Fan policy is set to “optimal” in BMC. Case fans (FAN4) max out at 1000rpm, and the CPU fan (FAN5) at 3800rpm, suggesting they run at 56% and 48%, respectively. So there is definitely headroom. I’ve ordered two more case fans, when they arrive I plan to experiment with cooling zones.
So what to make of these temps? How do they compare to yours @Nefastor? At least at idle our systems should be sort of comparable.
Yes, it’s very comparable. I think I’ve mentioned before that all my readings were at 18 °C ambient, so it makes sense they were lower. Spring is coming, however, so my temperatures are now pretty much the same as yours. All is well with the world ! 

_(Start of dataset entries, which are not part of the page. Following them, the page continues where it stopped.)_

PR #128, opened 2022-01-16
feat: add "optional" flag for props

jkelleyrtp:
Adds the flag "optional" to props that combines default and strip_option

### DIFF
--- a/examples/optional_props.rs
+++ b/examples/optional_props.rs
@@ -1,3 +1,5 @@
+#![allow(non_snake_case)]
+
 //! Example: README.md showcase
 //!
 //! The example from the README.md.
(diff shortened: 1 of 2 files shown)


mrxiaozhuox:
so the `optional`  modifiers have not been merged?
now just can use `default`

jkelleyrtp:
> so the `optional` modifiers have not been merged?
> now just can use `default`

Yes - "optional" is just "default" + "strip_option" which you can do today. This updates the code so the docs match up

mrxiaozhuox:
I think we need declare the version you can use in document, because in document have many feature is not complete. we need tell them is unfinished.

mrxiaozhuox (commented):
LGTM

Good point, I will look into this and report, esp since I plan to virtualize. Currently the system is configured as one node only, and I haven’t tried to change it. I guess the topology options are also limited by the number of CCDs? I.e. I cannot make 4 nodes active with a 2-CCD CPU and/or only 4 channels populated?

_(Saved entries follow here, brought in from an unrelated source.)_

PR #132, opened 2022-01-17
feat: split out rsx into its own crate

jkelleyrtp:
This PR moves separates out the rsx macro and its infrastructure to allow use in an rsx autoformatter and accompanying vscode extension.

This will be part of our 0.1.8 release train alongside the router, optional props, better docs, and more.

Right now, the crate is not released on crates.io but is being relied upon in the fork of the CLI


jkelleyrtp:
... more to come

PR #133, opened 2022-01-18
The desktop app will default open link in browser

mrxiaozhuox:


mrxiaozhuox:
wait please, I will add a `remove-browser-open` attribute

mrxiaozhuox:
ok

packages/desktop/src/index.js
```diff
@@ -399,6 +401,34 @@ class Interpreter {
...
+              } else {
+                window.location = target.getAttribute("browser-href");
+              }
+
+            })
+
+          } else {
+            node.setAttribute(name, value);
+          }
+
```
jkelleyrtp, line 431: This is a good start, but I'd like to see this code moved into the event handler instead of setattribute.

We use listener multiplexing - so there's only one `click` handler for the whole app. Adding more handlers to the app manually might interfere with our global handling.

Instead of having this code *here*, we need it to either go in the Rust side where we receive events from webview, or in the `AddEventListener` code where we create the global listeners.

Additionally, instead of the "browser-open" attribute, we should just look at the URL itself and make the decision automatically. If it starts with a protocol (ie wry:// or dioxus:// - or anything that's not http:// or https://) then we want the url to move through the handler infrastructure.

Also - any `onclick` in Desktop should have "default prevented" - that way we don't need to mess with `window.location`. By calling "prevent default", the history will be preserved properly, so we can still provide links into a desktop app from the outside.

To recap:
- Move rpc.call into the "add event listener"
- Always call "prevent-default" for `onclick` events in desktop
- Parse URL instead of "browser-open" flag

packages/desktop/src/lib.rs
```diff
@@ -187,6 +187,25 @@ pub fn launch_with_props<P: 'static + Send>(
...
+                                    if arr[0].is_object() {
+                                        let temp = arr[0].as_object().unwrap();
+                                        if temp.contains_key("href") {
+                                            let url = temp.get("href").unwrap().as_str().unwrap();
+                                            match webbrowser::open(url) {
+                                                Ok(_) => {}
+                                                Err(e) => {
+                                                    log::trace!("Open browser error: {:?}", e)
+                                                }
+                                            }
```
jkelleyrtp, line 204: Use the err destructuring pattern here.
```
if let Err(e) =  webbrowser::open(url) {
    log::trace!("Open browser error: {:?}", e)
}
```

packages/desktop/src/lib.rs
```diff
@@ -187,6 +187,25 @@ pub fn launch_with_props<P: 'static + Send>(
...
                                 let _ = proxy.send_event(UserWindowEvent::Update);
                             }
+                            "browser_open" => {
+                                let data = req.params.unwrap();
+                                log::trace!("Open browser: {:?}", data);
+                                if data.is_array() {
+                                    let arr = data.as_array().unwrap();
+                                    if arr[0].is_object() {
+                                        let temp = arr[0].as_object().unwrap();
+                                        if temp.contains_key("href") {
```
jkelleyrtp, line 197: I'm concerned about all the unwrapping and bare indexing. Can you refactor this to use `.map` or `if let Some(_) = `?

There's still a few unwraps laying around that cause issues in other parts of Dioxus that should be `if let Some(_)`

examples/link.rs
```diff
@@ -0,0 +1,28 @@
...
+            }
+            p {
+                a {
+                    href: "http://dioxuslabs.com/",
+                    "browser-open": "false",
+                    onclick: |_| {
+                        println!("Hello Dioxus");
+                    },
+                    "custom event link",
+                }
```
jkelleyrtp, line 24: instead of "browser-open", let's just hijack "prevent_default" . That way the "default" behavior in desktop is to open links remotely.



so the second example should be 

```rust
                a {
                      href: "http://dioxuslabs.com/",
                      prevent_default: "true",
                      onclick: |_| {
                          println!("Hello Dioxus");
                      },
                      "custom event link",
                  }
```

jkelleyrtp (commented):
This is a good start, but I'd like to see this code moved into the event handler instead of setattribute.

We use listener multiplexing - so there's only one click handler for the whole app. Adding more handlers to the app manually might interfere with our global handling.

Instead of having this code here, we need it to either go in the Rust side where we receive events from webview, or in the AddEventListener code where we create the global listeners.

Additionally, instead of the "browser-open" attribute, we should just look at the URL itself and make the decision automatically. If it starts with a protocol (ie wry:// or dioxus:// - or anything that's not http:// or https://) then we want the url to move through the handler infrastructure.

Also - any onclick in Desktop should have "default prevented" - that way we don't need to mess with window.location. By calling "prevent default", the history will be preserved properly, so we can still provide links into a desktop app from the outside.

To recap:

- Move rpc.call into the "add event listener"
- Always call "prevent-default" for onclick events in desktop
- Parse URL or "prevent_default" attribute instead of "browser-open" flag

examples/link.rs
mrxiaozhuox: got it!

packages/desktop/src/index.js
```diff
@@ -356,6 +357,23 @@ class Interpreter {
...
         }
 
+        if (event.type == "submit") {
+          event.preventDefault();
+        }
+        
+        if (event.type == "click") {
+          event.preventDefault();
+          if (should_prevent_default !== `onclick`) {
+            console.log(event.target.getAttribute("href"));
```
jkelleyrtp, line 367: Just remove this console log and then everything looks pretty good.

I would also make a check that "href" exists on the `<a>` tag so we don't send null and panic the Rust code.

jkelleyrtp (changes requested):
Add a check that href isn't null/undefined and then remove the console.log and we're good to go :)

jkelleyrtp:
Looks great :) Thank you!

A related question is whether PCIe slot affinity is important also if running the socket as a single node? I am thinking that perhaps slots can sit more or less close to a CCD, and that it therefore makes sense to put things like GPUs closer to the CCD that interacts with them, regardless of NUMA. Or alternatively, is slot affinity only relevant from the perspective of DMA and such?
I thought that Rome and Milan were only 1 NUMA node - isn’t that the great improvement over Gen-1 Naples?

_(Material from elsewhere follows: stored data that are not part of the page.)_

PR #138, opened 2022-01-19
fix: `dog-app` breed change

mrxiaozhuox:
change the breed but the image will not reload.


jkelleyrtp:
Thanks! We should make a new use_future hook that does this automatically.

PR #146, opened 2022-01-22
Add gap and row_gap to style_trait_methods

FruitieX:
`gap` is quite useful now that it's supported in flex layouts by all major browsers.


jkelleyrtp:
Thank you! :)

My understanding is if you want the lowest latency, you absolutely want the cores, ram and the pci slots involved to be as close as possible. For us, this means for “gaming” VM’s to have the numa node and gpu aligned, and calling it good enough (the Linux kernel supposedly automatically takes care of ram affinity, as long as your not using more ram than is connected to that numa node).
As far as ccd’s go, I’m unsure if there’s a difference practical enough for us to care. If someone had an ultra sensitive workload they’d have to care all the way down to the ccx’s on Rome because of the split cache. At that point I’d just get a separate gaming computer lol.
Found this for reference, your 16 cores are definitely different than my 16 cores. Looks like you only have 2 numa nodes to work with.
Just test fired up my 7262 in my H12-SSL-NT. While I only really bought it as a cheap socket-filler (used and <£20/core) , 8 cores at 3.4GHz with 128MB of cache might actually be quite good for my single-threaded workloads. Will definitely have to put it though its paces once I have some 3200MHz RAM and a case to build it all in.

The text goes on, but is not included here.